What we don’t say says a lot

What we don’t say says a lot

Greenbelt’s Creative Director Paul Northup muses about the space for change and transformation that is opened up when things are left unsaid.


You can tell people what you believe. You can make it an obvious matter. Done and dusted. Out there. Settled. Once and for all. No conversation or negotiation required. Or you can do stuff because of what you believe. Dropping clues, inviting question, conversation, challenge, misunderstanding, but – above all else – welcoming encounter.

The former is a propositional approach. The other, I would argue, is more poetic.

In our highly graphic age, I often hear the rhetorical question: “it doesn’t leave a lot to the imagination, does it?” And I am reminded that things are, in fact, all-the-more powerful and evocative when they leave as much to the imagination as possible.

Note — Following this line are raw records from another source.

Issue #67, opened 2026-08-20
Tests: `hflow ingest` rejection of non-relative URIs has no coverage


kstonekuan:
`hflow ingest` rejects absolute paths and parent-directory escapes before it
makes an HTTP request. That guard has no test.

## Current behavior

The guard is at `src/hflow/cli.py:593-603`. A URI beginning with `/`, or whose
normalized path begins with `..`, prints `is not relative to the data root` and
returns exit code 2. The early failure is necessary because runtime URIs resolve
inside the container against the configured data root.

`tests/test_runtime_cli.py` covers ingest success paths and parser-level profile
validation, but it does not exercise this guard.

## Pattern to copy

Use `test_ingest_rejects_unknown_profile` at
`tests/test_runtime_cli.py:545-551`, including its `_rendered_bundle` setup.
Unlike the argparse rejection, this guard returns 2 from `main`, so assert on
the return value.

## Definition of done

- A test confirms that `/abs/x.mcap` returns 2.
- A test confirms that `../x.mcap` returns 2.
- The test asserts that `is not relative to the data root` appears on stderr.
- Do not mock HTTP. The guard runs before any request.

## Validation

```bash
uv sync --locked --all-extras
uv run ruff check --fix
uv run ruff format
uv run ty check
uv run pytest -q
```

WilliamK112:
I'd like to take this. I confirmed the issue is unassigned and there is no overlapping open PR.

I'll add focused CLI regression coverage using the existing rendered-bundle setup and exercise both rejected URI classes:

- `/abs/x.mcap` for an absolute path; and
- `../x.mcap` for a parent-directory escape.

The test will invoke the real `main` path, assert return code 2 and the `is not relative to the data root` stderr message, and will not mock HTTP because the guard must fail before any request. I'll run the focused test plus the repository's Ruff, formatting, type, and full pytest gates.

AI assistance disclosure: I am using OpenAI Codex to help inspect, implement, and validate the test. I will review the final diff and evidence before submitting.

WilliamK112:
Update: #123 was automatically closed by the repository's one-open-PR-per-outside-contributor policy because #122 is still awaiting review.

To respect the policy and keep starter issues available, I am not reserving #67 while #122 remains open; another contributor is welcome to take it. The tested branch remains available, and if #122 finishes first while this issue is still unclaimed, I can reopen #123 without redoing the work.

PR #122, opened 2026-08-23
fix(transform): reject pass-through video starting mid-GOP

### LINKED ISSUE #96: Transform: a pass-through video channel starting mid-GOP is accepted and stamped conforming, but doctor rejects it

WilliamK112:
Closes #96.

## Outcome

- Tracks the first successfully validated pass-through video message independently for each MCAP channel.
- Rejects a channel whose first H.264 access unit is not a keyframe, so the transform can no longer stamp a mid-GOP stream as canonical.
- Keeps accepted pass-through payloads byte-for-byte unchanged.

## Regression coverage

- Interleaves two camera channels and proves the second channel is rejected when its own first message starts mid-GOP, even after the first channel has already passed validation.
- Interleaves two valid channels that each start on a keyframe, then verifies their serialized payloads are unchanged and `diagnose()` reports the output conforming.

`TRANSFORM_BEHAVIOR_VERSION` is intentionally unchanged: this closes acceptance of an input that already violates the documented canonical format. Inputs that were valid before still produce identical canonical bytes.

## Validation

- `/Users/William/.local/bin/uv run ruff check --fix`
- `/Users/William/.local/bin/uv run ruff format`
- `/Users/William/.local/bin/uv run ty check`
- `/Users/William/.local/bin/uv run pytest -q` — 654 passed, 6 skipped
- `git diff --check`

AI assistance disclosure: I used OpenAI Codex to help inspect the existing transform/doctor invariants, implement the change, and run validation. I reviewed the final diff and test evidence.

### DIFF
--- a/src/hflow/transform.py
+++ b/src/hflow/transform.py
@@ -9,8 +9,9 @@ v1 behavior:
 - Channels already carrying ``foxglove.CompressedVideo`` pass through
   byte-for-byte, but only after every message is validated against the
   canonical video constraints (``format="h264"``, one AUD-delimited access
-  unit per message, SPS+PPS on keyframes) -- the provenance stamp asserts
-  conformance, so nonconforming video must fail loudly, never pass silently.
+  unit per message, SPS+PPS on keyframes, each channel starts on a keyframe) --
+  the provenance stamp asserts conformance, so nonconforming video must fail
+  loudly, never pass silently.
   Raw ``sensor_msgs/msg/Image``/``foxglove.RawImage`` is not supported in v1
   (explicit error).
 - Every other channel passes through byte-for-byte with its original schema.
@@ -226,7 +227,9 @@ def _resolve_decoder(topic: str, info: TopicInfo) -> Callable[[bytes], Any]:
     )
 
 
-def _validate_passthrough_video_payload(topic: str, decoded_message: Any) -> None:
+def _validate_passthrough_video_payload(
+    topic: str, decoded_message: Any, *, is_first_message: bool
+) -> None:
     """Enforce the canonical video constraints on a pass-through message.
 
     The provenance stamp asserts the whole file conforms (FORMAT.md), so a
@@ -252,10 +255,16 @@ def _validate_passthrough_video_payload(topic: str, decoded_message: Any) -> Non
             f"{len(access_units)} access units; the canonical convention requires "
             "exactly one decodable frame per message"
         )
-    if access_units[0].is_keyframe and not access_units[0].has_parameter_sets:
+    access_unit = access_units[0]
+    if access_unit.is_keyframe and not access_unit.has_parameter_sets:
         raise ValueError(
             f"pass-through video topic {topic!r} has a keyframe without SPS/PPS; "
             "the canonical convention requires parameter sets on every keyframe"
+        )
+    if is_first_message and not access_unit.is_keyframe:
+        raise ValueError(
+            f"pass-through video topic {topic!r} starts mid-GOP: its first message "
+            "is not a keyframe, so the stream is not decodable from the start"
         )
 
 
@@ -362,6 +371,7 @@ def write_canonical_episode(
             if info.schema_name in _PASSTHROUGH_VIDEO_SCHEMAS
         }
         passthrough_video_decoders: dict[int, Callable[[bytes], Any]] = {}
+        passthrough_video_channels_with_messages: set[int] = set()
         for batch in reader.iter_batches():
             if batch.channel_id in camera_payloads:
                 camera_log_times[batch.channel_id].extend(int(t) for t in batch.log_times)
@@ -375,7 +385,15 @@ def write_canonical_episode(
                         )
                     decode = passthrough_video_decoders[batch.channel_id]
                     for payload in batch.data:
-                        _validate_passthrough_video_payload(batch.topic, decode(payload))
+                        is_first_message = (
+                            batch.channel_id not in passthrough_video_channels_with_messages
+                        )
+                        _validate_passthrough_video_payload(
+                            batch.topic,
+                            decode(payload),
+                            is_first_message=is_first_message,
+                        )
+                        passthrough_video_channels_with_messages.add(batch.channel_id)
                 outgoing.extend(
                     _OutgoingMessage(
                         log_time=int(batch.log_times[index]),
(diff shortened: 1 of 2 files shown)


kstonekuan (approved):
LGTM. Merging, no changes.

Credit where it belongs: @promiseeuler did the design work on this in the issue thread, establishing that `iter_batches()` uses `log_time_order=True` so a per-channel first-message check is exactly correct rather than approximately so, and specifying the set-beside-the-decoder-cache shape including the detail that a channel must be marked seen only *after* its payload validates. This implements that faithfully.

What I verified beyond your tests:

**The original repro is dead.** My reproduction from the issue (canonical episode, drop the leading keyframe, rewrite as pass-through) now raises `pass-through video topic '/cam_0/compressed' starts mid-GOP` where it previously wrote an output and stamped it conforming.

**Your interleaving test genuinely binds to the per-channel design.** I degraded `is_first_message` from the per-channel set to a single global flag and re-ran: `test_transform_rejects_each_passthrough_video_channel_starting_mid_gop` fails with `DID NOT RAISE`. That is the difference between a test that looks thorough and one that is, since a single boolean passes a naive single-channel test.

**The invariant, not just the raise.** `test_transform_accepts_independent_interleaved_passthrough_video_channels` asserts byte-for-byte payload equality *and* `diagnose(output).conforming`, which is the property the issue was actually about: the transform must never stamp something `doctor` rejects.

Gates clean, 657 passed, 3 skipped.

Leaving `TRANSFORM_BEHAVIOR_VERSION` alone is right, and your reasoning is the reason: this only withdraws acceptance of input that already violated the documented format, and your byte-for-byte assertion proves previously-valid inputs still produce identical output. A bump would have marked every existing episode stale for no behavioural change.

On #67 and #123: declining to reserve an issue you could not immediately work was the right call and I would rather you had done that than hold it. #122 is merged now, so reopen #123 whenever you like; #67 is still unassigned.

Language can make things clear and connect people. But it can also do the opposite. And, when we want speak and connect to as a wide a range of people as possible, we need to choose – or leave – our words carefully.

St Francis is widely attributed as saying: “Preach the Gospel at all times. When necessary, use words.” What he actually said is even more helpful:

“It is no use walking anywhere to preach unless our walking is our preaching.”

“…As for me, I desire this privilege from the Lord, that never may I have any privilege from man [SIC], except to do reverence to all, and to convert the world by obedience to the Holy Rule rather by example than by word.”

One of our slogans for the Greenbelt Festival this year has been “Me. You. Us.” And, given the year we’re living though, it’s turned out to be an incredibly prescient graphic. When words have failed us so often, we’ve turned to it time and again. We are not about defining and dividing, but about finding common ground. For The Common Good.

Does this mean we should give up our distinctive identity? Absolutely not. Any common ground which requires the watering down of all individuality until everyone looks, acts and believes the same, lowest-common-denominator set of stuff would be my idea of hell itself.

It comes down to the age-old tension between identity and relevance.

Some say that Greenbelt waters down its Christian identity (by, for instance, not choosing to trumpet the word “Christian” on its publicity material). But a festival that stops everything onsite for half a day to celebrate communion (to re-member Christ) together is hardly hiding its light under a bushel. And a festival that is building a brand new worship and reflection zone this year is hardly denying its faith.

Some think that we avoid naming the festival for what it is in order to be somehow more relevant, or acceptable. The truth is that Greenbelt “carries its cross” (subject to mild ridicule, misunderstanding and even outright suspicion) on a daily basis! The path we’ve chosen to tread is a narrow one. It’s way more tricky to navigate than the one marked ‘straightforward and obvious’, that’s for sure. It’s not in pursuit of relevance or acceptability that we do what we do. It’s out of a sense of faithfulness.

And anyway, beyond issues of identity and relevance, what does the word Christian mean? It means different things to different Christians in different times and different places – let alone to those who don’t share the Christian faith at all. It’s a fraught label, often setting up barriers instead of building bridges.

At Greenbelt, we’re pleased to use words like artistry and activism because we have a theologically informed sense of their importance for us, shaped by a Christian worldview, and because they are less loaded and more open. We believe in the arts and in justice because we are Christian. We believe that the God we seek after is justice, faith and imagination personified; the source and shape of these gifts to, and in, the world.

Eve Poole’s recent piece in the Church Times on VUCA (Volatility, Uncertainty, Complexity, and Ambiguity) is resonant here.

A popular past festival speaker, Eve contends that VUCA is (or should be) a core Christian competence. She reminds us that: “In Zen and the Art of Motorcycle Maintenance, Robert M. Pirsig makes the powerful point that our need to carve things up into cat­egories is about ego, because certainty, evidence, and measure­ment is really arrogance.” In an empirical world of data, she goes on to argue that: “The lesson of faith is to trust your instincts and travel hopefully, because it is often on the journey that you find the informa­tion you need.”

This is how Greenbelt works. It trusts its instincts, it travels hopefully, it is invested in the journey every bit as much as the destination. It believes that our lives are stories, not statements. Believing in its transformative power, Greenbelt wants to leave as much to the imagination as possible. The question for us, in encountering examples of art, activism and faithfulness is not what do they mean, but what questions do they spark, how do they make us feel and think, what do they require of us, how do they change things for us, and change us?

As we hurtle towards the 44th Greenbelt Festival, I am as excited as ever about the space we are going to open up again. A space for encounter, transformation, for imagination, for provocation, for activism, for participation. I am changed every year I go to Greenbelt – because there is space there for change. In the space, between the lines, in the things left unsaid, in the encounter and imagination, “God’s Spirit is with us” – as Christians pray before communion.